Let $g\left(x\right)=f\left(\sin x\right)+f\left(\cos x\right),f{}^{\prime }\left(\sin x\right)>0,\forall xϵ(0,\pi /2)$.Discuss the monotonicity of $g\left(x\right)$ in $(0,\pi /2)$

Answer 1

$g\left(x\right)=f\left(sin\right(x\left)\right)+f\left(cos\right(x\left)\right)$
$g^{\prime }\left(x\right)=f^{\prime }\left(sin\right(x\left)\right).cos\left(x\right)-f^{\prime }\left(cos\right(x\left)\right).sin\left(x\right)$
Now
$g^{\prime }\left(x\right)>0$ implies
$f^{\prime }\left(sin\right(x\left)\right).cos\left(x\right)-f^{\prime }\left(cos\right(x\left)\right).sin\left(x\right)>0$
$\frac{f^{\prime }\left(sin\right(x\left)\right)}{f^{\prime }\left(cos\right(x\left)\right)}>tan\left(x\right)$.

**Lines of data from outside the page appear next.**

PR #2364, opened 2020-05-13
add return value to bulk replaceOne

wmestrom:
## Description

Without a return value we can't use fluid bulk syntax with replaceOne statements. Example:

```
ops
  .find({ _id: 1}).upsert().replaceOne({ _id: 1, value: 2 })
  .find({ _id: 2}).upsert().replaceOne({ _id: 2, value: 1 })
```

**What changed?**

Added return statement to replaceOne()

No

### DIFF
--- a/lib/bulk/common.js
+++ b/lib/bulk/common.js
@@ -660,7 +660,7 @@ class FindOperators {
    * @returns {void} A reference to the parent BulkOperation
    */
   replaceOne(updateDocument) {
-    this.updateOne(updateDocument);
+    return this.updateOne(updateDocument);
   }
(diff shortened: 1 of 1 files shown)


wmestrom:
This doesn't seem to fix the problem, fluid syntax is actually broken in multiple ways.
`updateOne` is also broken, although it does return a value it is not of the correct type resulting in runtime errors.

mbroadst:
Thanks @wmestrom , I made this [ticket](https://jira.mongodb.org/browse/NODE-2734) to track considering this for the next breaking change.

PR #2368, opened 2020-05-14
feat(reIndex): deprecate and make standalone-only command

emadum:
## Description

The `collection.reIndex` helper has been deprecated, and will be removed
in the next major version. It is also now only supported on standalone 
servers.

[NODE-2560](https://jira.mongodb.org/browse/NODE-2560)

**What changed?**

### DIFF
--- a/lib/collection.js
+++ b/lib/collection.js
@@ -1380,7 +1380,7 @@ Collection.prototype.reIndex = deprecate(function(options, callback) {
   const reIndexOperation = new ReIndexOperation(this, options);
 
   return executeOperation(this.s.topology, reIndexOperation, callback);
-}, 'collection.reIndex is deprecated. Use db.runCommand instead.');
+}, 'collection.reIndex is deprecated. Use db.command instead.');
 
 /**
  * Get the list of all indexes information for the collection.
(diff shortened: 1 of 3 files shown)


lib/collection.js
```diff
@@ -1367,19 +1367,20 @@ Collection.prototype.dropAllIndexes = deprecate(
...
-Collection.prototype.reIndex = function(options, callback) {
+Collection.prototype.reIndex = deprecate(function(options, callback) {
   if (typeof options === 'function') (callback = options), (options = {});
   options = options || {};
 
   const reIndexOperation = new ReIndexOperation(this, options);
 
   return executeOperation(this.s.topology, reIndexOperation, callback);
-};
+}, 'collection.reIndex is deprecated. Use db.runCommand instead.');
```
mbroadst, line 1383: I think you mean `db.command`?

lib/operations/re_index.js
```diff
@@ -1,28 +1,34 @@
...
+const ServerType = require('../core/sdam/common').ServerType;
+const MongoError = require('../core').MongoError;
 
-class ReIndexOperation extends CommandOperation {
+class ReIndexOperation extends CommandOperationV2 {
   constructor(collection, options) {
-    super(collection.s.db, options, collection);
+    super(collection.s.db, options);
+    this.collection = collection;
+    this.command = { reIndex: collection.collectionName };
```
mbroadst, line 14: remember the guiding principle of operations v2 is: 
- save all things needed for building the command in the constructor. Try to make an instance of this class represent the [command](https://docs.huihoo.com/mongodb/3.4/reference/command/reIndex/index.html) as much as possible. In this case its a really limited command, it might just be that `this.collection` is saved off. 
- actually build the command in `execute`

PR #2370, opened 2020-05-14
feat: remove reIndex

emadum:
## Description

The deprecated `collection.reIndex` helper has been removed.

[NODE-2560](https://jira.mongodb.org/browse/NODE-2560)

**What changed?**


emadum:
I wasn't sure whether to delete the tests that previously used this helper, or refactor them to use `db.runCommand`, so they are just skipped for now.

test/functional/db.test.js
```diff
@@ -205,7 +205,7 @@ describe('Db', function() {
   /**
    * An example showing how to force a reindex of a collection.
    */
-  it('shouldCorrectlyForceReindexOnCollection', {
+  it.skip('shouldCorrectlyForceReindexOnCollection', {
```
mbroadst, line 208: I think its safe to remove this if we're removing `reIndex` outright. The description shows us that the test is "An example showing how to force a reindex of a collection"

mbroadst: ditto for the below tests

PR #2372, opened 2020-05-17
feat: introduce typescript migration pipeline

mbroadst:
## Description
This introduces a tool for incrementally migrating our codebase to typescript through the use of a gulp pipeline. This process allows us to ensure that no major bugs are introduced during the migration, and that our migration is conservative (no transpilation, or major refactorings in the initial move).

I've included two migrated classes (`ReadConcern`, `WriteConcern`) for illustrative purposes. The process includes a `git mv` to preserve history, as well as introduction of minimal type information to preserve the existing structure of the output files. A comparison in the PR can help us observe that minimal changes (if any) are made to the original file - a major goal of the first phase of this transition to TypeScript.


package.json
```diff
@@ -68,13 +72,13 @@
   },
   "scripts": {
     "build:evergreen": "node .evergreen/generate_evergreen_tasks.js",
-    "build:types": "tsc",
+    "build:types": "gulp -f test/tools/ts-pipeline.js",
```
nbbeeken, line 75: Publishing our own types will have to wait until we've completed conversion, so nit: lets rename this to `build:ts`

I can't comment on it but you should delete line 9 (types/index.d.ts)

package.json
```diff
@@ -68,13 +72,13 @@
...
     "check:atlas": "node test/tools/atlas_connectivity_tests.js",
     "check:bench": "node test/benchmarks/driverBench",
     "check:coverage": "nyc mocha --timeout 60000 --recursive test/functional test/unit",
     "check:lint": "eslint -v && eslint index.js lib test",
     "check:test": "mocha --recursive test/functional test/unit",
-    "check:types": "tsc -p tsconfig.check.json",
+    "check:types": "tsc -p src",
```
nbbeeken, line 81: if you go with my other comment on the scripts lets change to `check:ts` and regardless the command can be `tsc --noEmit`, right now this just crashes.

src/read_concern.ts
```diff
@@ -0,0 +1,65 @@
+'use strict';
```
nbbeeken, line 1: Can we omit this now that it is generated by ts?

src/read_concern.ts
```diff
@@ -0,0 +1,65 @@
...
+  static get LINEARIZABLE() {
+    return 'linearizable';
+  }
+
+  static get SNAPSHOT() {
+    return 'snapshot';
+  }
+}
+
+module.exports = ReadConcern;
```
nbbeeken, line 65: (Just a question, for discussion sake) We don't wanna use es6 `export` here yet cus it does emit some extra code but do we forsee a time when we're fine with that extra code? (maybe when the whole code base is ts, we would consider migrating then?)

The extra code:
```js
Object.defineProperty(exports, "__esModule", { value: true })
```

mbroadst: If the guiding principle is that we are using TypeScript for typing, not adding language features (transpiling), then I think we would want to support es6 modules when node does. That means we couldn't support es6 modules until we set a minimum supported version of Node 13 (I believe). 

I'm trying to better understand the use case, is it just more ergonomic to use `import` and `export` declarations? Or are you perceiving some other potential issues we might run into?

package.json
mbroadst: oops thanks for catching that, left it in when I was playing around

mbroadst:
@emadum yes, that's the goal on the first pass - no changes to the output javascript at all. We now have minor changes because we're depending on typescript to add `"use strict";` but other than that there should be no expected changes

src/read_concern.ts
nbbeeken: I think we'll still have type definition emitting problems unless tsc makes the fix, or we rely on es6 module syntax. So we can just wait to see if that is fixed when we get to an all ts state.

PR #2378, opened 2020-05-18
[NODE-2564] fix: clarify handle wrong set name single topology (3.6)

reggi:
[NODE-2564](https://jira.mongodb.org/browse/NODE-2564)

```
fix: clarify handle wrong set name single topology

Adds check to see if topologyDescription setName matches the serverDescription setName. In instances where they don't match, sets serverDescription type to Unknown. Incorporates spec tests from SPEC-1656 (bc864e6f9ccbdd162658cfbc08bfb1cb713143c5).

NODE-2564
```


lib/core/sdam/server_description.js
```diff
@@ -143,6 +145,29 @@ class ServerDescription {
...
     );
   }
+
+  /**
+   * Creates a new ServerDescription from this
+   * serverDescription with no ismaster response.
+   *
+   * @returns ServerDescription
+   */
+  reset() {
```
mbroadst, line 155: can we rename this to something that indicates the immutability of the action? This method name indicates action on the `ServerDescription` instance itself (mutating internal state), when its really a factory method to return a clone of this instance with its state transitioned to `Unknown`. Perhaps a better name would be `toUnknown` or something similar?

lib/core/sdam/topology_description.js
```diff
@@ -132,6 +132,8 @@ class TopologyDescription {
     let maxElectionId = this.maxElectionId;
     let commonWireVersion = this.commonWireVersion;
 
+    serverDescription = serverDescription.resetIfWrongSetName(setName);
```
mbroadst, line 135: I have a medium preference for bringing the logic inside of `resetIfWrongSetName` back into this method, and not hiding it within the implementation details of the `ServerDescription` itself. Perhaps if we were dealing with a [rule of threes](https://en.wikipedia.org/wiki/Rule_of_three_(computer_programming)) situation where this method would be used often in disparate areas of code it would make sense to make this refactor, but as it stands it requires the reader to jump between files to understand the logical flow of what's happening in this particularly complex piece of machinery.

PR #2752, opened 2021-03-10
Adding catch to handled already closed socket

cpeck-bi:
## Description

**What changed?**

### DIFF
--- a/lib/core/connection/connection.js
+++ b/lib/core/connection/connection.js
@@ -271,6 +271,10 @@ class Connection extends EventEmitter {
 
       // Iterate over all buffers and write them in order to the socket
       for (let i = 0; i < buffer.length; i++) {
+        this.socket.on('error', function(){
+          console.log("CLIENT HAS ERRORED");
+          break;
+        });
         this.socket.write(buffer[i], 'binary');
       }
 


lib/core/connection/connection.js
```diff
@@ -271,6 +271,10 @@ class Connection extends EventEmitter {
 
       // Iterate over all buffers and write them in order to the socket
       for (let i = 0; i < buffer.length; i++) {
+        this.socket.on('error', function(){
+          console.log("CLIENT HAS ERRORED");
+          break;
+        });
```
nbbeeken, line 277: This will add an error listener per buffer in the BufferList passed to write and the break on line 276 won't have an effect on the synchronous for loop as the socket can emit the error event at a time later than when the loop is run.

nbbeeken (commented):
Hello! Is there more context on what error you're looking to handle here? It could potentially help to open a more descriptive JIRA ticket here: https://jira.mongodb.org/projects/NODE/issues

There's a bit of an issue with the code proposed here:

lib/core/connection/connection.js
cpeck-bi: I tried this on my fork and it's not accomplishing what I want. I'm going to close this.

Now $tan\left(x\right)>0$ in $(0,\frac{\pi }{2})$.
Therefore
$\frac{f^{\prime }\left(sin\right(x\left)\right)}{f^{\prime }\left(cos\right(x\left)\right)}>0$ for $(0,\frac{\pi }{2})$.
If
$f^{\prime }\left(sinx\right)>0$ in $(0,\frac{\pi }{2})$.
Then $f^{\prime }\left(cos\right(x\left)\right)<0$ in the above domain.
Hence
$g\left(x\right)=h\left(x\right)+m\left(x\right)$
Where
$h\left(x\right)=f\left(sin\right(x\left)\right)$ and $m\left(x\right)=f\left(cos\right(x\left)\right)$.
Considering that $h\left(x\right)$ is increasing at the same rate as $m\left(x\right)$ is decreasing in $(0,\frac{\pi }{2})$, we get $g^{\prime }\left(x\right)$ more or less constant.